住宅市場においては、2018年4月-2018年9月の新設住宅着工数は前年同期比1.1%減(9月の季節調整済年率換算値94.3万戸)、新設戸建木造持家着工数は同0.5%減となり、当面横ばいで推移していくと考えられます。
このような状況のなか、当社は中期3ヵ年計画の2年目を迎え、「“業界最狂、ハピネス拡散”」のスローガンのもとBESSブランドの更なる成長に向けた施策を推進してまいりました。
当社は、BESS事業をスタートさせて以来、ユーザー視点に立脚した経営に取り組み、住宅業界の常識に挑戦してきました。このような業界の「異端」とも言える姿勢を更に進化させる意味で、“最狂”を掲げています。“最狂”には、当社が理想とする「“狂”狷の道」(注)を進んでいくことで、多くの熱“狂”的とも言えるほどのBESSファンとともに大きく成長していきたいという思いを込めています。

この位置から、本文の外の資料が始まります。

PR #149, opened 2025-08-05
rulesets/nixpkgs: add merge queue for lints on master

wolfgangwalther:
This requires https://github.com/NixOS/nixpkgs/pull/431146 and enables a very basic merge queue for the master branch in nixpkgs. At this stage, this only runs the "lint" group of checks: treefmt, nixpkgs-vet and the parse check. We should do this right now, because the recent nixfmt 1.0.0 update can easily cause nixfmt regressions after merging a seemingly OK PR - where nixfmt ran before the update, but the would need to run again afterwards.

We're not including all of the other checks, yet, because any change included here means it can't be bypassed anymore. We'll need to investigate whether we might still need to be able to do this later on, for now I added the CI team as by-passers as a safety net

This includes the commit from #146, to avoid merge conflicts. Also, we should probably wait on that to be merged anyway, because it currently causes dependabot to not do updates. This means we're not running Nix 2.30 in GHA, yet, which means we are still subject to random nixpkgs-vet failures. These go away after rerunning the job, but would still kick the PR out of the queue at first. So we might just as well wait for this update to be in.

cc @NixOS/nixpkgs-ci

### DIFF
--- a/rulesets/nixpkgs/require-merge-queue.json
+++ b/rulesets/nixpkgs/require-merge-queue.json
@@ -1,0 +1,36 @@
+{
+  "name": "require-merge-queue",
+  "target": "branch",
+  "source_type": "Repository",
+  "source": "NixOS/nixpkgs",
+  "enforcement": "active",
+  "conditions": {
+    "ref_name": {
+      "exclude": [],
+      "include": [
+        "~DEFAULT_BRANCH"
+      ]
+    }
+  },
+  "rules": [
+    {
+      "type": "merge_queue",
+      "parameters": {
+        "merge_method": "MERGE",
+        "max_entries_to_build": 5,
+        "min_entries_to_merge": 1,
+        "max_entries_to_merge": 5,
+        "min_entries_to_merge_wait_minutes": 5,
+        "grouping_strategy": "ALLGREEN",
+        "check_response_timeout_minutes": 60
+      }
+    }
+  ],
+  "bypass_actors": [
+    {
+      "actor_id": 203427,
+      "actor_type": "Team",
+      "bypass_mode": "pull_request"
+    }
+  ]
+}
--- a/rulesets/nixpkgs/no-creation.json
+++ b/rulesets/nixpkgs/no-creation.json
@@ -17,7 +17,8 @@
         "refs/heads/revert-*",
         "refs/heads/wip-*/**/*",
         "refs/heads/revert-*/**/*",
-        "refs/heads/dependabot/**/*"
+        "refs/heads/dependabot/**/*",
+        "refs/heads/gh-readonly-queue/**/*"
       ],
       "include": [
         "~ALL"


wolfgangwalther:
The "check references" job fails, but this seems unrelated to this PR.

rulesets/nixpkgs/require-merge-queue.json
```diff
@@ -0,0 +1,36 @@
...
+  "name": "require-merge-queue",
+  "target": "branch",
+  "source_type": "Repository",
+  "source": "NixOS/nixpkgs",
+  "enforcement": "active",
+  "conditions": {
+    "ref_name": {
+      "exclude": [],
+      "include": [
+        "~DEFAULT_BRANCH"
```
MattSturgeon, line 11: Just for the record: we will _never\*_ be able to add wildcard branches to the include/exclude lists for this ruleset, as GitHub currently doesn't support requiring Merge Queues on a ruleset with wildcard patterns.

All listed branches must either be the default branch, or a non-wildcard pattern.

This means we can't add `refs/heads/release-*` and would instead have to add (e.g.) `refs/heads/release-25.05`.

_\*At least, until GitHub adds support._

rulesets/nixpkgs/require-merge-queue.json
```diff
@@ -0,0 +1,36 @@
...
+      }
+    }
+  ],
+  "bypass_actors": [
+    {
+      "actor_id": 13362067,
+      "actor_type": "Team",
+      "bypass_mode": "always"
+    }
+  ]
```
MattSturgeon: > We're not including all of the other checks, yet, because any change included here means it can't be bypassed anymore. We'll need to investigate whether we might still need to be able to do this later on, for now I added the CI team as by-passers as a safety net

This seems reasonable for now. Anyone bypassing the Merge Queue will a) reset the queue, affecting other PRs and b) almost certainly break CI on master.

---

Have you validated how this interacts with the other ruleset's bypass? E.g. can a committer bypass `pr.yml` and enqueue a PR?

I assumed that bypassing any rule meant all rules were ignored, even if they come from separate rulesets. I.e. I assume to merge a failing PR, you must also bypass the queue and you cannot enqueue a failing PR? 🤔 

So I theorize this may accidentally prevent normal committers from bypassing _anything_ being merged into master.

MattSturgeon (commented):
Excited to get merge queues soon 👀

rulesets/nixpkgs/require-merge-queue.json
wolfgangwalther: Yeah, that might not be too bad, though. In the current release process, [the release team needs to push directly to the release branch anyway](https://github.com/NixOS/org/pull/131#issuecomment-2988596884), so the merge queue would require them to do that differently. There could be a step in the release process to have the merge queue enabled for the new branch, explicitly.

rulesets/nixpkgs/require-merge-queue.json
wolfgangwalther: > Have you validated how this interacts with the other ruleset's bypass? E.g. can a committer bypass `pr.yml` and enqueue a PR?

I have not explicitly tested this, no, but ...

> I assumed that bypassing any rule meant all rules were ignored, even if they come from separate rulesets 🤔

... my experience with separate rulesets so far has been, that the bypassers only explicitly bypass the rules they are configured for. This is the big advantage compared to classic branch protection rules. I tested it with other rules a while ago, ...
 
> So I theorize this may accidentally prevent normal committers from bypassing _anything_ being merged into master.

... thus I don't expect this to happen. Committers should be able to bypass the required checks to hit the button, thus adding the PR to the queue. They won't be able to bypass the merge queue checks, so they will effectively never be able to bypass the lints. On master, that is.

MattSturgeon: Hm. I'm trying to test this in a test org+repo: https://github.com/MattSturgeonOrg/TestRepo/pull/1 (an org is needed to enable Merge Queues)

I have a ruleset that requires a status check (that'll never run), but can be bypassed by users with `write`: [Bypassable.json](https://github.com/user-attachments/files/21600866/Bypassable.json)

I have a second ruleset that requires merge queue: [Queue.json](https://github.com/user-attachments/files/21600868/Queue.json)

I have a "merge when ready" button, but no "bypass" tickbox:

Image

"Merge when ready" simply enables Auto Merge on the PR: 

Image

I also don't get any "bypass" checkbox if I manually fail the required status check:

Image

```sh
gh api /repos/MattSturgeonOrg/TestRepo/statuses/155a82d8f0c68c4cd5832899b5685916e7fbf2e2 \
  -f 'state=failure' \
  -f 'context=foo' \
  -f 'description=sent from gh api CLI'
```

wolfgangwalther: Ah, OK, I see what you mean now. I assume bypassing is still possible via CLI / API merge or so - but it seems like the UI just doesn't handle this case at all.

The UI effectively turns this into a "can't be bypassed".

What if you're allowed to bypass the queue? Does another option appear for you somehow?

MattSturgeon: > What if you're allowed to bypass the queue? Does another option appear for you somehow?

Yeah, that allows merging directly into the base branch:

image

wolfgangwalther: So essentially... GitHub assumes the "required status checks" to be the *same* for PR and Merge Queue. With that assumption, the "bypass the PR checks, but still run the queue" doesn't make sense.

We use the same name, but have different checks right now. Which is not really well supported, at least for bypassing.

Thus, we'll need to decide whether we're ready to take "everyone can bypass required status checks when merging into master" away from committers. Since nobody has reported in #130, so far, I'd say we're on the right track to do that. WDYT?

Edit: Ofc, we could also add the committer team as bypassers to the merge queue as well. Not sure whether we should, though.

MattSturgeon: Do we have any stats on how often anyone has bypassed (intentionally or otherwise)?

A manual `git push upstream HEAD:master` would bypass the ruleset(s), including bypassing the queue. I assume most of the time such a bypass would be an _unintended_ side-effect of preferring the CLI to the GUI.

I assume such a bypass will reset the merge queue and all queue groups. If this doesn't happen often, it's probably a non-issue.

Right now my instinct is that we just need to trial it for real; add all committers as bypassers, then wait to see how often legitimate and illegitimate bypasses happen in practice.

wolfgangwalther: > Do we have any stats on how often anyone has bypassed (intentionally or otherwise)?

I think it should be possible to get some stats via this endpoint: https://docs.github.com/en/rest/repos/rule-suites?apiVersion=2022-11-28#list-repository-rule-suites

I think this is only available to org/repo owners, though. I can't see anything there for upstream nixpkgs.

wolfgangwalther: > A manual `git push upstream HEAD:master` would bypass the ruleset(s), including bypassing the queue. I assume most of the time such a bypass would be an _unintended_ side-effect of preferring the CLI to the GUI.

I think this is the most likely thing to happen, yes. And I think that's why we should avoid adding everyone as bypassers.

MattSturgeon: We need to weigh up how often it will be necessary to bypass, how likely accidental bypasses are, and whether the CI team should be hands-on with such cases.

With this PR as-is, the CI team would have access to the "bypass" checkbox and be able to merge directly, skipping status checks _and_ the queue.

If bypasses are rare enough, then perhaps it is ok for committers to ping the CI team whenever a bypass is needed. I suppose we'd want to know about such issues _anyway_, so perhaps it does make sense to require us be pinned?

We could communicate this through the pinned issue and/or CONTRIBUTING documents.

emilazy: I think the CI team is too small a group. In the worst case we could end up with merges being impossible until someone comes to fix it, and CI has been a bit flaky lately. Probably the security team should be able to do it as well. Maybe we should start with the committers team and then shrink it.

(My comments on the Nixpkgs PR are relevant to the discussion of checks in the queue vs. on the PR.)

MattSturgeon: > I think the CI team is too small a group. In the worst case we could end up with merges being impossible until someone comes to fix it, and CI has been a bit flaky lately. Probably the security team should be able to do it as well. Maybe we should start with the committers team and then shrink it.

I agree adding the security team makes sense, assuming they're happy with that. I vaguely recalled a prior discussion where they hinted that they may not want the extra workload of being pinged to bypass CI issues?

Now that status checks have been required for a while, we can consider how often they've been bypassed. Hopefully those numbers will help us weigh up how many people should have bypass here.

To be clear, I'm fine with having all committers bypass.

But I see why @wolfgangwalther is keen to reduce the numbers; GitHub makes it too easy to accidentally bypass rulesets via the `git` CLI, which could be potentially inconvenient if that resets a large queue.

If we can't reach a consensus or get the relevant stats in time, then we can maintain the status quo (all committers can bypass) and re-review this later in another PR.

wolfgangwalther: While I agree that basically every committer should be able to bypass it, especially in the beginning, we are essentially disallowing the "merge via CLI" approach that some committers use by introducing a merge queue. And if we only soft-disable it, aka by still allowing it (because every push is a bypass), but having a queue reset every time, then that's quite counterproductive - especially when those merging via CLI don't notice it. Blocking them from merging would clearly show the problem with this approach, though.

I'd like to hear @vcunat's opinion on this, too, who earlier said is merging via CLI regularly.

vcunat: Basically all my nixpkgs merges are via CLI because that way I can *sign* them.

wolfgangwalther: For my understanding: By CLI you mean `git push` and not `gh pr merge`, correct?

Unfortunately, `git` merges are fundamentally not supported with merge queues. So there's two things where your feedback is needed, @vcunat:
- Should we implement merge queues at all? I guess those who discussed here so far all agree on that, but do you think they are not worth it, when we need to get rid of CLI merges at the same time?
- If we implement merge queues, would it be enough to just say "don't use CLI merges anymore" or should we rather block them?

vcunat: Yes, `git push`.

I haven't thought through the tradeoffs fully.  With mechanisms like merge queues we won't be able to prove who merged what from the git history, as that will be done by GitHub only (a single point).  But I suppose people won't see this as important, as
- it's GitHub who authorizes pushes either way, so I think it's "only" about retrospective auditing
- it's rare for people to sign the merges  (because it's a bit more work than pushing a button, I guess)

BTW, GitHub has a long history of commonly misattributing who merged which PR (and support politely refusing working on improving this) &ndash; at least for PRs merged by `git push`.  I don't recall seeing that issue in the past year (very roughly), at least.

wolfgangwalther: > I haven't thought through the tradeoffs fully. With mechanisms like merge queues we won't be able to prove who merged what from the git history, as that will be done by GitHub only (a single point).

If I understand correctly, the "I'll sign my merge commits" approach is mainly to prevent other committers from impersonating you - that's what you are protected against. You can say: Nope, this merge commit is not mine, because I always sign my commits.

Now.. this is only a problem, *if pushing directly to the target branch is possible in the first place*. If you can't push directly to the target branch, but let GitHub actually *create* those merge commits, then nobody can impersonate you anyway. At least I can't imagine how, because to impersonate you, I'd need to connect your email address to my account first.

Thus, I think, the case of "CLI merges are disallowed because we use merge queues", but "CLI merges are still *possible* by bypassing" is the worst case for you:
- You would not be able to consistently sign your commits anymore without restarting merge queues on every commit,
- But others are not stopped from sneaking in a commit pretending to be yours in a direct push, restarting the queue a single time, thus likely not being noticed.

If we strictly disallow CLI merges, this should make signing the merges not required anymore.

Does that make sense or what am I missing?

---

There's one aspect that I don't quite understand even right now, yet: We do have a requirement for pull requests to the default branch already. Thus, you can't merge arbitrary commits, they need to be in a pull request. When you now merge a PR via CLI, this merge will show up in the PR as well - with your name as the merger.

Now.. if you fake a merge commit from somebody else - will this *attribute the merge in the PR to this person as well?* I kind of doubt that this will happen. So I assume that in practice it's already impossible to fake a merge commit in another committers name right now, at least when targeting the default branch. (To require PRs and / or enable merge queues for other branches, we'd need to do https://github.com/NixOS/nixpkgs/issues/424345#issuecomment-3064099460)

Edit: I now see that this scenario seems to be precisely what you mentioned with "BTW, GitHub has a long history of commonly misattributing who merged which PR [...]". So this might need to be tested explicitly...

vcunat: Not really.  I just see a difference between GitHub promising that it checked stuff vs. having a permanent auditable cryptographic proof.

MattSturgeon: I sympathise with your position, but at a certain point we have to accept that we are using GitHub (warts and all) and may need to occasionally compromise by doing things their way. At least, if we want things like Merge Queues, which I believe most of us do.

> If I understand correctly, the "I'll sign my merge commits" approach is mainly to prevent other committers from impersonating you - that's what you are protected against. You can say: Nope, this merge commit is not mine, because I always sign my commits.

I would be very surprised if a bad merge being mis-atributed to you caused any serious damage to your reputation. Maybe I'm naive, but in that scenario you should be able to explain the known issue, reference this conversation, and prior examples of other mis-atributed merges.

---

Anecdotally, I've never _knowingly_ seen a mis-atributed merge commit created by GitHub; I'd be interested in seeing the examples you mentioned.

---

My personal view is that even if GitHub does do weird things on occasion, and we miss out on the ability to sign PR merge commits, the benefits of having a Merge Queue are still worth it.

wolfgangwalther: OK, with this input in mind, I changed the bypassers for the merge queue to all committers. Once we introduce the merge queue, everyone who merges via `git`'s CLI needs to be careful to only do this on non-merge-queue branches and not on master. For merges into master, the regular merge queue button in the PR must be used - otherwise the merge queue will be restarted on each CLI merge.

Note that this will be reported when pushing, too:

```
remote: Bypassed rule violations for refs/heads/master:
remote:
remote: - Changes must be made through the merge queue
remote:
```

It doesn't cause an error, though, so it might also just be missed.

vcunat: > I would be very surprised if a bad merge being mis-atributed to you caused any serious damage to your reputation.

To clarify, that wasn't the point at all.  And I didn't mean to argue for or against the queues, as I haven't thought about it much.  Just presenting explanations around the question sent at me.

wolfgangwalther:
This currently has conflicts. I will resolve those, once the following two issues are resolved:
- [x] Support merge queues in nixpkgs-merge-bot: https://github.com/NixOS/nixpkgs-merge-bot/issues/202
- [x] Merge https://github.com/NixOS/nixpkgs/pull/431146

rulesets/nixpkgs/require-merge-queue.json
wolfgangwalther: Turns out there is a simple solution to the problem of "accidentally bypassing the merge queue from the command line": The `bypass_mode` can be set to `pull_request` instead of `always`. We were not able to use that for required status checks, because these (currently) need to be bypassed for some of the branches when merging master back into them etc.

But that's not the case here. The merge queue only targets master for now anyway. I just tested, with the bypass mode to "pull request", it's not possible to do PR merges via `git` CLI anymore. Thus, there is also no risk to accidentally reset the queue when using the wrong workflow. It is still possible to bypass the queue via the checkbox in the PR, though - so in case it's needed, it's still there.

wolfgangwalther:
`nixpkgs-merge-bot` now supports merge queues, I rebased the branch and adjusted the bypass_mode to pull_request as mentioned in https://github.com/NixOS/org/pull/149#discussion_r2311988200.

This will enable the `lint` workflow for the merge queue. This workflow can currently fail for nixpkgs-vet and nixpkgs-vet mentions that in some special cases the PR should be merged anyway. This case is discussed in https://github.com/NixOS/nixpkgs-vet/issues/174. As long as that issue is not resolved, some PRs with nixpkgs-vet failures might need to be merged despite the required status checks failing (that's currently already the case).

I briefly wondered whether this means we should take nixpkgs-vet out of the merge queue for now or make it `continue-on-error: true` *for the merge queue only*, but that won't change a thing: Once the committer enables the "bypass" checkbox, *both* required status checks *and* merge queue will be bypassed anyway. Once the committer does, the merge queue check is not relevant anymore. Thus, there is no problem here.

---

From my perspective, this PR is ready to go: Let's enable the merge queue for master @NixOS/org!

rulesets/nixpkgs/require-merge-queue.json
MattSturgeon: > The `bypass_mode` can be set to `pull_request` instead of `always`.

Nice discovery!

> We were not able to use that for required status checks, because these (currently) need to be bypassed for some of the branches when merging master back into them etc.

I don't follow why that's a hard blocker.

Is it because this workflow avoids opening a PR against the protected branch at all, so we are bypassing the "require a pull request" rule? Or just that some prefer to bypass via `git push` instead of via GitHub's interface(s)?

> It is still possible to bypass the queue via the checkbox in the PR, though - so in case it's needed, it's still there.

And also via `gh pr merge --admin`, presumably.

wolfgangwalther: > > We were not able to use that for required status checks, because these (currently) need to be bypassed for some of the branches when merging master back into them etc.
> 
> I don't follow why that's a hard blocker.
> 
> Is it because this workflow avoids opening a PR against the protected branch at all, so we are bypassing the "require a pull request" rule? Or just that some prefer to bypass via `git push` instead of via GitHub's interface(s)?

Because merging master into staging creates a merge commit on staging. And this merge commit will *never* have any checks run without a PR. These branches don't have "require a pull request" set up, so far. But without a PR, they can never satisfy the required status checks, thus a manual `git push` always need to bypass the checks as well.

This applies for both automated and manual periodic merges.

Whether to move periodic merges to a PR-based workflow is discussed in #424345.

> > It is still possible to bypass the queue via the checkbox in the PR, though - so in case it's needed, it's still there.
> 
> And also via `gh pr merge --admin`, presumably.

Yes.

winterqt (approved):
Let's do it.

rulesets/nixpkgs/require-merge-queue.json
```diff
@@ -0,0 +1,36 @@
...
+        "max_entries_to_merge": 5,
+        "min_entries_to_merge_wait_minutes": 5,
+        "grouping_strategy": "ALLGREEN",
+        "check_response_timeout_minutes": 60
+      }
+    }
+  ],
+  "bypass_actors": [
+    {
+      "actor_id": 203427,
```
philiptaron, line 31:
```
$ gh api /user/203427
{
  "login": "mathieulh",
  "id": 203427,
  "node_id": "MDQ6VXNlcjIwMzQyNw==",
  "avatar_url": "https://avatars.githubusercontent.com/u/203427?v=4",
  "gravatar_id": "",
  "url": "https://api.github.com/users/mathieulh",
  "html_url": "https://github.com/mathieulh",
  "followers_url": "https://api.github.com/users/mathieulh/followers",
  "following_url": "https://api.github.com/users/mathieulh/following{/other_user}",
  "gists_url": "https://api.github.com/users/mathieulh/gists{/gist_id}",
  "starred_url": "https://api.github.com/users/mathieulh/starred{/owner}{/repo}",
  "subscriptions_url": "https://api.github.com/users/mathieulh/subscriptions",
  "organizations_url": "https://api.github.com/users/mathieulh/orgs",
  "repos_url": "https://api.github.com/users/mathieulh/repos",
  "events_url": "https://api.github.com/users/mathieulh/events{/privacy}",
  "received_events_url": "https://api.github.com/users/mathieulh/received_events",
  "type": "User",
  "user_view_type": "public",
  "site_admin": false,
  "name": "Mathieu HERVAIS (Mathieulh)",
  "company": null,
  "blog": "http://keybase.io/mathieulh",
  "location": "France",
  "email": null,
  "hireable": null,
  "bio": null,
  "twitter_username": null,
  "public_repos": 39,
  "public_gists": 2,
  "followers": 145,
  "following": 26,
  "created_at": "2010-02-14T12:16:56Z",
  "updated_at": "2024-12-20T09:45:16Z"
}
```

Is this right? Am I holding it wrong? How does one know what the actor id is?

`gh api /org/NixOS/teams` also doesn't show who this is, and `gh api /org/NixOS/teams/203427` shows 404.

Basically, I'm struggling to figure out how to say this number is correct.

wolfgangwalther: You will need to do:

```
gh api /orgs/NixOS/teams/nixpkgs-committers --jq '.id'
```

wolfgangwalther: Also note that these will be shown with name to whomever imports the rule. It's just the export that is ID based.

MattSturgeon: LGTM:

```
$ gh api /orgs/NixOS/teams/nixpkgs-committers --jq '.id'
203427
```

MattSturgeon (approved):

philiptaron (approved):

rulesets/nixpkgs/require-merge-queue.json
```diff
@@ -0,0 +1,36 @@
...
+    {
+      "type": "merge_queue",
+      "parameters": {
+        "merge_method": "MERGE",
+        "max_entries_to_build": 5,
+        "min_entries_to_merge": 1,
+        "max_entries_to_merge": 5,
+        "min_entries_to_merge_wait_minutes": 5,
+        "grouping_strategy": "ALLGREEN",
+        "check_response_timeout_minutes": 60
```
infinisil, line 25: Maybe check if these numbers make sense for Nixpkgs, or try them out and adjust as necessary (can do it more ad-hoc, commit later)

infinisil (approved):
LGTM, let's go!

rulesets/nixpkgs/require-merge-queue.json
wolfgangwalther: Yeah, no experience, so left the default here. We should certainly look into this once we have a bit more experience.

LunNova (approved):

winterqt:
Not merging while GitHub seems to be dying here in CH, but as soon as it's stable, let's do it.

wolfgangwalther:
The merge itself also won't do anything. This needs to be imported manually and be re-exported manually before merge.

winterqt:
I know! :)

winterqt:
This broke: https://github.com/NixOS/nixpkgs/pull/441598#event-19616977181

winterqt:
nvm

MattSturgeon:
> This broke: [NixOS/nixpkgs#441598 (comment)](https://github.com/NixOS/nixpkgs/pull/441598#event-19616977181)

Strange: that initial attempt didn't trigger the `merge-group.yml` workflow, but your second attempt [did](https://github.com/NixOS/nixpkgs/actions/runs/17620363876).

Looks like it's starting to work, I see three things have now been enqueued and each has a workflow run.

And as I finish typing this comment: it looks like everything went smoothly with the first few workflow runs!  🎉

winterqt:
Yes, I derped by copying the rule edit from this commit wrong and didn't notice till it was too late.

wolfgangwalther:
Please run the export script, too, to get the latest state of the rulesets back into the repo.

winterqt:
Already done: https://github.com/NixOS/org/pull/160

MattSturgeon:
_Maybe this doesn't fit well with technical discussion, and I don't want to distract anyone who's monitoring here for post-merge issues, but:_

I'd like to say **a big thank you to @wolfgangwalther** for all the effort they've put into getting this across the line.

Also thanks to @winterqt for applying the changes to the ruleset and monitoring for issues.

And finally, thanks to everyone else for their reviews, feedback, etc.

_Hopefully this continues to go smoothly, but if not I have every faith we will identify whatever issues exist and iron them out._

wolfgangwalther:
A few notes from looking at things:
- The current merge queue for each branch can be seen in the branches tab. For master it leads to https://github.com/NixOS/nixpkgs/queue/master.
- I have not seen a nixpkgs-merge-bot merge, yet. Will want to confirm this works, too. Works: https://github.com/NixOS/nixpkgs/pull/441717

中期経営計画においては、BESSのブランドミッションである「ユーザー・ハピネス」の更なる拡散を目指し、最終年度の2020年3月期において連結売上高200億円、営業利益率8%、ROE18%の達成に向けて、邁進します。
(注)狂狷(きょうけん):孔子の「論語」に由来し、狂者は進取の精神に富むいわば理想主義者、狷者は「できることでもやらないことがある」という強い信念の持ち主を意味し、当社では、理想を追い続け、意志を曲げないことを指しています。
昨年発生したカナダでの山火事・水害等の自然災害に端を発した原木供給の極端な減少や、米国や中国の旺盛な木材需要の影響により、BESSカントリーログハウスに必要な大口径の良材確保が難航し、納期遅延等でお客様や関係者の皆様に多大なご迷惑をお掛けしており、深くお詫び申しあげます。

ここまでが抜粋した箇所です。